Yes, I am aware of Velben goods (as well as Giffen goods): if you go into my comment history you'll see I actually mentioned them just in the last week.
> You didn't break economics with your "why are luxury goods so expensive even though they're not better" argument, unfortunately.
I do not see (a) where my claims imply breaking any economics principles, and (b) did not claim they're not better. As someone with an engineering degree I was taught all about trade-offs in design. Different situations may call for a need for different characteristics of a design: one person's situation may call for VW (simple commuting) while another's a Porsche (dealing with a mid-life crisis).
My point was that different items, which have different prices, have different value to different people. So to say what something is "worth" can be completely arbitrary, independent of price. Similarly, various people can find the same item "worth" differently, depending on what they value, so each is will to pay a different price: this is what auctions are all about after all.
In the case of GME: the people who actually care about the retail company may value it one way, and thus are willing to pay a particular price for each stock; while the people who care about fulfilling their (shorting) option contracts may have a different value and are wilting to pay a different price. What each stock is "worth" is different to each of them.
Sure, and all of that cashes out in an equilibrium, called marginal pricing. There's no breakdown in the notion of value here. Nothing incoherent about it.

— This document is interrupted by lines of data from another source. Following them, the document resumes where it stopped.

PR #178, opened 2018-12-18
show notification message on new wallet creation, restoration and  Trezor Integration  

shinsuny:
**Functionality:**

Show notification message on Trezor Connect success at top block of `Transaction` page.
Notification message will be displayed for 8 seconds.
(we have one more Notification message on `Receive` page which is displayed for 10 seconds)

**Problem Faced:** 

1. Notification View is hard-coded  in `Receive` page so I had to replicate those on `Transaction page` as well.

2. `Notification` object did not contain `message` information and because to that `Receive` page Notification is strangely implemented, hence added  `message` in `Notification` object.

3. Notification block was being overlapping over other block, looks OK on `Receive` page but not good on `Transaction page` hence added more 20px top padding on all 3 pages of Wallet.

( I think we need total refactoring of Notification message API because Notification view should be part top level layout and we should not require to replicate it every time when we show it on new pages)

I don't think the point of mentioning Veblen goods was defining a namespace. The point is that this is such well-covered ground in economic theory that there's actually a name for it. The Wikipedia link is presumably a pointer to where you can start reading more answers about these questions (e.g. conspicuous consumption for social status).
https://en.wikipedia.org/wiki/Veblen_good
You didn't break economics with your "why are luxury goods so expensive even though they're not better" argument, unfortunately.